## Instructions for the task
All of the data below is to be copied again without changes.

## Collected data
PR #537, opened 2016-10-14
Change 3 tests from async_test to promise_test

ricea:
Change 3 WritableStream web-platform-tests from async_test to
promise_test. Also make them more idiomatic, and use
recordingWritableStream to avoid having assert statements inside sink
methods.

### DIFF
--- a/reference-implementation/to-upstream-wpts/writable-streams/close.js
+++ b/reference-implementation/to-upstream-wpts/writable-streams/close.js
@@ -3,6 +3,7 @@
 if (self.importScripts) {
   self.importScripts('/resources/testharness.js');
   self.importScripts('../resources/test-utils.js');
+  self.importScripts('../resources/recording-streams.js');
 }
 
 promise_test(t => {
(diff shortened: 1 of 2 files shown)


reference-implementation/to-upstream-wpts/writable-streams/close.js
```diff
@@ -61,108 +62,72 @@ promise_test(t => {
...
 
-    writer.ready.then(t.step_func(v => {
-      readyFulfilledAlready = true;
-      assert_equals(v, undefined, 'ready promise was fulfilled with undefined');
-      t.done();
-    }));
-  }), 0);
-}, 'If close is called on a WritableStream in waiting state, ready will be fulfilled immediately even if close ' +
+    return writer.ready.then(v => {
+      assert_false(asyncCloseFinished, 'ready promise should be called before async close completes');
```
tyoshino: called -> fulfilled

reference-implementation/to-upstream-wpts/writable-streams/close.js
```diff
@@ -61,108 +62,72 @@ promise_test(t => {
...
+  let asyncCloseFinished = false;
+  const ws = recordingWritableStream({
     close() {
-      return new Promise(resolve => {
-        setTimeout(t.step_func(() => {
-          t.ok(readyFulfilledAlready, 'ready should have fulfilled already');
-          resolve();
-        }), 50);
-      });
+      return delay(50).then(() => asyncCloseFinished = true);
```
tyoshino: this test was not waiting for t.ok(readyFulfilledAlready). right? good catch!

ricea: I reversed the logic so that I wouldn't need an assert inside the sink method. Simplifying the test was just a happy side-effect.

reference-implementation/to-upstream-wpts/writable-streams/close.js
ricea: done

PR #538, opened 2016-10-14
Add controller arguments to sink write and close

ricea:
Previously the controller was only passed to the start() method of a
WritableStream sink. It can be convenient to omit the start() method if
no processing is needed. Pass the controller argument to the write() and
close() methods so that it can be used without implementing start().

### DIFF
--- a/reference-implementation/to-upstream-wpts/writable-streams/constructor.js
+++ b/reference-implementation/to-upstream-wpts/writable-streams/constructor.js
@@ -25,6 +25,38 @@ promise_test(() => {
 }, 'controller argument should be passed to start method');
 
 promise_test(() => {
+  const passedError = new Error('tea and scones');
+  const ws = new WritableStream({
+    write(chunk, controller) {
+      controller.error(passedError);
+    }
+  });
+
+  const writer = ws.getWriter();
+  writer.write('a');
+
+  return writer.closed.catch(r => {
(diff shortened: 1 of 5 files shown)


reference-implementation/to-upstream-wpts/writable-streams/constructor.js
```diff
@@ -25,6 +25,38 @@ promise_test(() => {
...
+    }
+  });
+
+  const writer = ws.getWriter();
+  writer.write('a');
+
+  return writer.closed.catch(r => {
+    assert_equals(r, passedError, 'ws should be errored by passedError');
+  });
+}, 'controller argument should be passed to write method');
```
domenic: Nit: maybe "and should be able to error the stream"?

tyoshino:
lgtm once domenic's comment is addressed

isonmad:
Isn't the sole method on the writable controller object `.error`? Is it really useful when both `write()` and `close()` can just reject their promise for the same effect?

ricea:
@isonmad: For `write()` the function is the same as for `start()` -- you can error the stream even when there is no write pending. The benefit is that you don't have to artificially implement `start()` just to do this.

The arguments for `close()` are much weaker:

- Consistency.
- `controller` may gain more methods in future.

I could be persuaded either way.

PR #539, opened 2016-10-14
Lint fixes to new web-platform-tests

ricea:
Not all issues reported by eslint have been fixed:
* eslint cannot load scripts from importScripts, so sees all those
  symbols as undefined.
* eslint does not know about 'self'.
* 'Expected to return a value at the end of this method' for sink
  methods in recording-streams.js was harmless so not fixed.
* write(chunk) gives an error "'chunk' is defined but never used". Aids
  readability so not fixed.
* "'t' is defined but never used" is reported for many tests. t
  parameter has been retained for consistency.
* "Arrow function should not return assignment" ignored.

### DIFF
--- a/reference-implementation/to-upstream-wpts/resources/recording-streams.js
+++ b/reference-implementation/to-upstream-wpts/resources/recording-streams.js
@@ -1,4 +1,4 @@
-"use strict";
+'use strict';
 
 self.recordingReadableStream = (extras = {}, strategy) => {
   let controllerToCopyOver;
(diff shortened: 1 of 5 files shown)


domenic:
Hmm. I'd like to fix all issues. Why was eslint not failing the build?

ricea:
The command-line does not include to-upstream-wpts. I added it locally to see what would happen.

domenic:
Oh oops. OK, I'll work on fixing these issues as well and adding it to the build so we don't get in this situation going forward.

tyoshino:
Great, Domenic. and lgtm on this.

## The answer
PR #537, opened 2016-10-14
Change 3 tests from async_test to promise_test

ricea:
Change 3 WritableStream web-platform-tests from async_test to
promise_test. Also make them more idiomatic, and use
recordingWritableStream to avoid having assert statements inside sink
methods.

### DIFF
--- a/reference-implementation/to-upstream-wpts/writable-streams/close.js
+++ b/reference-implementation/to-upstream-wpts/writable-streams/close.js
@@ -3,6 +3,7 @@
 if (self.importScripts) {
   self.importScripts('/resources/testharness.js');
   self.importScripts('../resources/test-utils.js');
+  self.importScripts('../resources/recording-streams.js');
 }
 
 promise_test(t => {
(diff shortened: 1 of 2 files shown)


reference-implementation/to-upstream-wpts/writable-streams/close.js
```diff
@@ -61,108 +62,72 @@ promise_test(t => {
...
 
-    writer.ready.then(t.step_func(v => {
-      readyFulfilledAlready = true;
-      assert_equals(v, undefined, 'ready promise was fulfilled with undefined');
-      t.done();
-    }));
-  }), 0);
-}, 'If close is called on a WritableStream in waiting state, ready will be fulfilled immediately even if close ' +
+    return writer.ready.then(v => {
+      assert_false(asyncCloseFinished, 'ready promise should be called before async close completes');
```
tyoshino: called -> fulfilled

reference-implementation/to-upstream-wpts/writable-streams/close.js
```diff
@@ -61,108 +62,72 @@ promise_test(t => {
...
+  let asyncCloseFinished = false;
+  const ws = recordingWritableStream({
     close() {
-      return new Promise(resolve => {
-        setTimeout(t.step_func(() => {
-          t.ok(readyFulfilledAlready, 'ready should have fulfilled already');
-          resolve();
-        }), 50);
-      });
+      return delay(50).then(() => asyncCloseFinished = true);
```
tyoshino: this test was not waiting for t.ok(readyFulfilledAlready). right? good catch!

ricea: I reversed the logic so that I wouldn't need an assert inside the sink method. Simplifying the test was just a happy side-effect.

reference-implementation/to-upstream-wpts/writable-streams/close.js
ricea: done

PR #538, opened 2016-10-14
Add controller arguments to sink write and close

ricea:
Previously the controller was only passed to the start() method of a
WritableStream sink. It can be convenient to omit the start() method if
no processing is needed. Pass the controller argument to the write() and
close() methods so that it can be used without implementing start().

### DIFF
--- a/reference-implementation/to-upstream-wpts/writable-streams/constructor.js
+++ b/reference-implementation/to-upstream-wpts/writable-streams/constructor.js
@@ -25,6 +25,38 @@ promise_test(() => {
 }, 'controller argument should be passed to start method');
 
 promise_test(() => {
+  const passedError = new Error('tea and scones');
+  const ws = new WritableStream({
+    write(chunk, controller) {
+      controller.error(passedError);
+    }
+  });
+
+  const writer = ws.getWriter();
+  writer.write('a');
+
+  return writer.closed.catch(r => {
(diff shortened: 1 of 5 files shown)


reference-implementation/to-upstream-wpts/writable-streams/constructor.js
```diff
@@ -25,6 +25,38 @@ promise_test(() => {
...
+    }
+  });
+
+  const writer = ws.getWriter();
+  writer.write('a');
+
+  return writer.closed.catch(r => {
+    assert_equals(r, passedError, 'ws should be errored by passedError');
+  });
+}, 'controller argument should be passed to write method');
```
domenic: Nit: maybe "and should be able to error the stream"?

tyoshino:
lgtm once domenic's comment is addressed

isonmad:
Isn't the sole method on the writable controller object `.error`? Is it really useful when both `write()` and `close()` can just reject their promise for the same effect?

ricea:
@isonmad: For `write()` the function is the same as for `start()` -- you can error the stream even when there is no write pending. The benefit is that you don't have to artificially implement `start()` just to do this.

The arguments for `close()` are much weaker:

- Consistency.
- `controller` may gain more methods in future.

I could be persuaded either way.

PR #539, opened 2016-10-14
Lint fixes to new web-platform-tests

ricea:
Not all issues reported by eslint have been fixed:
* eslint cannot load scripts from importScripts, so sees all those
  symbols as undefined.
* eslint does not know about 'self'.
* 'Expected to return a value at the end of this method' for sink
  methods in recording-streams.js was harmless so not fixed.
* write(chunk) gives an error "'chunk' is defined but never used". Aids
  readability so not fixed.
* "'t' is defined but never used" is reported for many tests. t
  parameter has been retained for consistency.
* "Arrow function should not return assignment" ignored.

### DIFF
--- a/reference-implementation/to-upstream-wpts/resources/recording-streams.js
+++ b/reference-implementation/to-upstream-wpts/resources/recording-streams.js
@@ -1,4 +1,4 @@
-"use strict";
+'use strict';
 
 self.recordingReadableStream = (extras = {}, strategy) => {
   let controllerToCopyOver;
(diff shortened: 1 of 5 files shown)


domenic:
Hmm. I'd like to fix all issues. Why was eslint not failing the build?

ricea:
The command-line does not include to-upstream-wpts. I added it locally to see what would happen.

domenic:
Oh oops. OK, I'll work on fixing these issues as well and adding it to the build so we don't get in this situation going forward.

tyoshino:
Great, Domenic. and lgtm on this.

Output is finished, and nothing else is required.